■ **DATA FOR THIS TASK**

Issue #569, opened 2026-06-11
Add check framework to gate branching support on required netbox / branching versions


arthanson:
### Plugin Version

v0.6.0

### Proposed functionality

Add a django check framework check to verify minimum levels of netbox and branching when started (if branching is installed)

### Use case

The new branching code requires specific versions of netbox and branching to work properly, but this can't be in pyproject.toml as it only applies if branching is being used.

### External dependencies

N/A

PR #570, opened 2026-06-11
#569 - add check for minimum netbox/branching versions for branching support

arthanson:
### Fixes: #569 

Adds a Django system check that enforces minimum NetBox and netbox-branching versions only when netbox-branching is installed.

### DIFF
--- a/netbox_custom_objects/checks.py
+++ b/netbox_custom_objects/checks.py
@@ -17,7 +17,7 @@ from importlib.metadata import PackageNotFoundError, version as _pkg_version
 
 from django.apps import apps
 from django.conf import settings
-from django.core.checks import Error, register
+from django.core.checks import Error, Warning, register
 from packaging.version import InvalidVersion, Version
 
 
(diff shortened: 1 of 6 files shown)


arthanson:

arthanson:
re claude review, fixed 1 and 2.

netbox_custom_objects/checks.py
```diff
@@ -0,0 +1,75 @@
...
+from importlib.metadata import PackageNotFoundError, version as _pkg_version
+
+from django.apps import apps
+from django.conf import settings
+from django.core.checks import Error, Warning, register
+from packaging.version import InvalidVersion, Version
+
+
+# Version floors enforced only when netbox-branching is installed.
+REQUIRED_NETBOX_VERSION = '4.6.2'
```
bctiemann: Should this one pull from the min_version on the PluginConfig? Or else we'll have to keep this in sync too. Or if this is relevant only when branching is present, maybe `REQUIRED_NETBOX_VERSION_FOR_BRANCHING` or something? (If it's truly unrelated to the custom-objects `min_version` then I don't mind this.)

bctiemann (changes requested):
See inline

netbox_custom_objects/checks.py
arthanson: changed

PR #571, opened 2026-06-11
Closes #286: Add ContactsMixin to CustomObject

### LINKED ISSUE #286: Toggleable Contacts
### Plugin Version

0.4.1	

### Proposed functionality

Option to Enable Contacts for Custom Objects

### Use case

we have the idea to Manage the Applications with the ports they are providing in Netbox and it would be also very usefull to add the Contacts of the responsible Person there

### External dependencies

_No response_

bctiemann:
## Summary

Adds `ContactsMixin` to the `CustomObject` base class, giving every Custom Object Type a Contacts tab and full contact-assignment support (UI + API) — the same experience as first-class NetBox models like Device and Site.

## Implementation

Two-line change: import `ContactsMixin` from `netbox.models.features` (same module that already provides the other 10 mixins) and add it to `CustomObject`'s base class list.

`ContactsMixin` contributes only a `GenericRelation` (no DB column), so:
- No migration is required
- The mixin-drift detection in `mixin_migration.py` is unaffected
- NetBox's `register_models()` auto-wires the Contacts view for every COT via the existing `issubclass(model, ContactsMixin)` check in `features.py`

## Test plan

- [ ] Create a Custom Object Type and verify a Contacts tab appears on the object detail page
- [ ] Assign a contact to a custom object via the UI and via the API
- [ ] Confirm `upgrade_custom_objects` reports no drift (no new columns to add)


bctiemann:
@claude /review

arthanson (changes requested):
There is no Contacts tab appearing on a custom object, I think the view needs to be updated as well.

bctiemann:
Screenshot 2026-06-15 at 7 28 56 PM

Done.

PR #575, opened 2026-06-12
Fixes #561: Register <field>_id filter for non-polymorphic FK Object fields

### LINKED ISSUE #561: Related Objects link uses ?<field>_id= but custom object filterset only registers ?<field>=
**Plugin Version**

`0.5.1` (`main`, commit `dae3086`)

**NetBox Version**

`v4.6.2`

**Python Version**

`3.12`

**Steps to Reproduce**

1. Create a Custom Object Type with an Object field linked to `tenancy.Tenant`.
2. Create two custom objects of that type, each pointing at a different tenant.
3. Open the detail page for one of those tenants.
4. In the Related Objects panel, click the count for the custom object type.
5. Note the list view opens with `?tenant_id=N` in the URL.

**Expected Behavior**

The list shows only the custom objects whose tenant field points at tenant `N`.

**Observed Behavior**

The list shows every custom object of that type, unfiltered, despite `?tenant_id=N` being present in the URL.

Workaround: dropping the `_id` suffix (`?tenant=N`) filters correctly.

bctiemann:
## Summary

NetBox's Related Objects panel generates links with `?<field>_id=N` (e.g. `?tenant_id=5`), but the dynamic filterset for custom objects only registered the `?<field>=N` form (which takes a model instance). Clicking through from a tenant's Related Objects panel to the custom object list would silently return all objects unfiltered, despite the correct filter being present in the URL.

## Root cause

`build_filter_for_field()` returned only `{field.name: NonPolymorphicObjectFilter(...)}` for non-polymorphic `TYPE_OBJECT` fields. `NonPolymorphicObjectFilter` uses a `ModelChoiceField` which expects a PK and resolves it to an instance — the right input for the filter form — but the `_id` URL param produces a raw integer that the instance-based filter never sees.

## Fix

A new `NonPolymorphicObjectIdFilter` accepts a raw integer PK and filters directly by `<field_name>_id=`. `build_filter_for_field()` now emits it alongside the existing instance-based filter for every non-polymorphic `TYPE_OBJECT` field.

The `_id` suffix is the standard NetBox convention (per AGENTS.md: "FK filters must declare an explicit `<field>_id` variant").

## Tests

Two regression tests added to `ObjectFieldFiltersetTestCase`:
- `test_filter_by_id_suffix_returns_matching_object`
- `test_filter_by_id_suffix_different_value`

### DIFF
--- a/netbox_custom_objects/filtersets.py
+++ b/netbox_custom_objects/filtersets.py
@@ -19,6 +19,7 @@ __all__ = (
     "CustomObjectTypeFilterSet",
     "NonPolymorphicMultiObjectFilter",
     "NonPolymorphicObjectFilter",
+    "NonPolymorphicObjectIdFilter",
     "PolymorphicMultiObjectFilter",
     "PolymorphicObjectFilter",
     "get_filterset_class",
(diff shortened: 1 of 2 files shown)


bctiemann:

pheus (approved):
Looks good to me! Thanks!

■ **TO DO**
Every line holding the word "drift" should be copied out of the records above.

■ **ANSWER SPACE**
- The mixin-drift detection in `mixin_migration.py` is unaffected
- [ ] Confirm `upgrade_custom_objects` reports no drift (no new columns to add)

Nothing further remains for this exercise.